Stored dataset items:
=== Section Start ===
PR #7495, opened 2025-11-20
[FIX] topbar: close font size editor dropdown and focus grid

dhrp-odoo:
## Description:

Pressing Tab in the font size editor moves focus to the hidden “add more rows” footer (the next focusable element in the DOM). This caused the browser to auto-scroll to the footer while the grid viewport state remained unchanged, making the footer appear to float over the grid.

Now, when the font size editor loses focus (via blur/Tab), it closes its dropdown and redirects focus back to the grid instead of the footer.

Task: [5263792](https://www.odoo.com/odoo/2328/tasks/5263792)

## review checklist

- [ ] exportable in excel
- [ ] unit tested
- [ ] clean commented code
- [ ] track breaking changes

### DIFF
--- a/src/components/font_size_editor/font_size_editor.ts
+++ b/src/components/font_size_editor/font_size_editor.ts
@@ -1,6 +1,8 @@
 import { Component, useExternalListener, useRef, useState } from "@odoo/owl";
 import { FONT_SIZES } from "../../constants";
 import { clip } from "../../helpers/index";
+import { Store, useStore } from "../../store_engine";
+import { DOMFocusableElementStore } from "../../stores/DOM_focus_store";
 import { SpreadsheetChildEnv } from "../../types/index";
 import { css } from "../helpers/css";
 import { isChildEvent } from "../helpers/dom_helpers";
@@ -62,7 +64,10 @@ export class FontSizeEditor extends Component<Props, SpreadsheetChildEnv> {
   private rootEditorRef = useRef("FontSizeEditor");
   private fontSizeListRef = useRef("fontSizeList");
 
+  private DOMFocusableElementStore!: Store<DOMFocusableElementStore>;
+
   setup() {
+    this.DOMFocusableElementStore = useStore(DOMFocusableElementStore);
     useExternalListener(window, "click", this.onExternalClick, { capture: true });
   }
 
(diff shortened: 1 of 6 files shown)


tests/top_bar_component.test.ts
```diff
@@ -339,6 +339,19 @@ describe("TopBar component", () => {
     expect(getStyle(model, "A1").fontSize).toBe(8);
   });
 
+  test("Tab from font size editor closes the dropdown", async () => {
+    const { fixture } = await mountSpreadsheet();
+    const input = fixture.querySelector("input.o-font-size") as HTMLInputElement;
+    input.focus();
+    await nextTick();
+    expect(fixture.querySelector(".o-dropdown-content.o-text-options")).toBeTruthy();
+    input.blur();
```
dhrp-odoo: I think jsdom doesn’t implement real Tab-based focus navigation, so we call blur() directly here to reliably trigger the blur handler in this test.

src/components/font_size_editor/font_size_editor.ts
```diff
@@ -70,7 +69,7 @@ export class FontSizeEditor extends Component<Props, SpreadsheetChildEnv> {
     const isOpen = this.dropdown.isOpen;
     if (!isOpen) {
       this.props.onToggle();
-      this.inputRef.el!.focus();
```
=== Section End ===
— Instructions for the task —
All the records shown above need to be given again exactly.

— Task output —
PR #7495, opened 2025-11-20
[FIX] topbar: close font size editor dropdown and focus grid

dhrp-odoo:
## Description:

Pressing Tab in the font size editor moves focus to the hidden “add more rows” footer (the next focusable element in the DOM). This caused the browser to auto-scroll to the footer while the grid viewport state remained unchanged, making the footer appear to float over the grid.

Now, when the font size editor loses focus (via blur/Tab), it closes its dropdown and redirects focus back to the grid instead of the footer.

Task: [5263792](https://www.odoo.com/odoo/2328/tasks/5263792)

## review checklist

- [ ] exportable in excel
- [ ] unit tested
- [ ] clean commented code
- [ ] track breaking changes

### DIFF
--- a/src/components/font_size_editor/font_size_editor.ts
+++ b/src/components/font_size_editor/font_size_editor.ts
@@ -1,6 +1,8 @@
 import { Component, useExternalListener, useRef, useState } from "@odoo/owl";
 import { FONT_SIZES } from "../../constants";
 import { clip } from "../../helpers/index";
+import { Store, useStore } from "../../store_engine";
+import { DOMFocusableElementStore } from "../../stores/DOM_focus_store";
 import { SpreadsheetChildEnv } from "../../types/index";
 import { css } from "../helpers/css";
 import { isChildEvent } from "../helpers/dom_helpers";
@@ -62,7 +64,10 @@ export class FontSizeEditor extends Component<Props, SpreadsheetChildEnv> {
   private rootEditorRef = useRef("FontSizeEditor");
   private fontSizeListRef = useRef("fontSizeList");
 
+  private DOMFocusableElementStore!: Store<DOMFocusableElementStore>;
+
   setup() {
+    this.DOMFocusableElementStore = useStore(DOMFocusableElementStore);
     useExternalListener(window, "click", this.onExternalClick, { capture: true });
   }
 
(diff shortened: 1 of 6 files shown)


tests/top_bar_component.test.ts
```diff
@@ -339,6 +339,19 @@ describe("TopBar component", () => {
     expect(getStyle(model, "A1").fontSize).toBe(8);
   });
 
+  test("Tab from font size editor closes the dropdown", async () => {
+    const { fixture } = await mountSpreadsheet();
+    const input = fixture.querySelector("input.o-font-size") as HTMLInputElement;
+    input.focus();
+    await nextTick();
+    expect(fixture.querySelector(".o-dropdown-content.o-text-options")).toBeTruthy();
+    input.blur();
```
dhrp-odoo: I think jsdom doesn’t implement real Tab-based focus navigation, so we call blur() directly here to reliably trigger the blur handler in this test.

src/components/font_size_editor/font_size_editor.ts
```diff
@@ -70,7 +69,7 @@ export class FontSizeEditor extends Component<Props, SpreadsheetChildEnv> {
     const isOpen = this.dropdown.isOpen;
     if (!isOpen) {
       this.props.onToggle();
-      this.inputRef.el!.focus();
```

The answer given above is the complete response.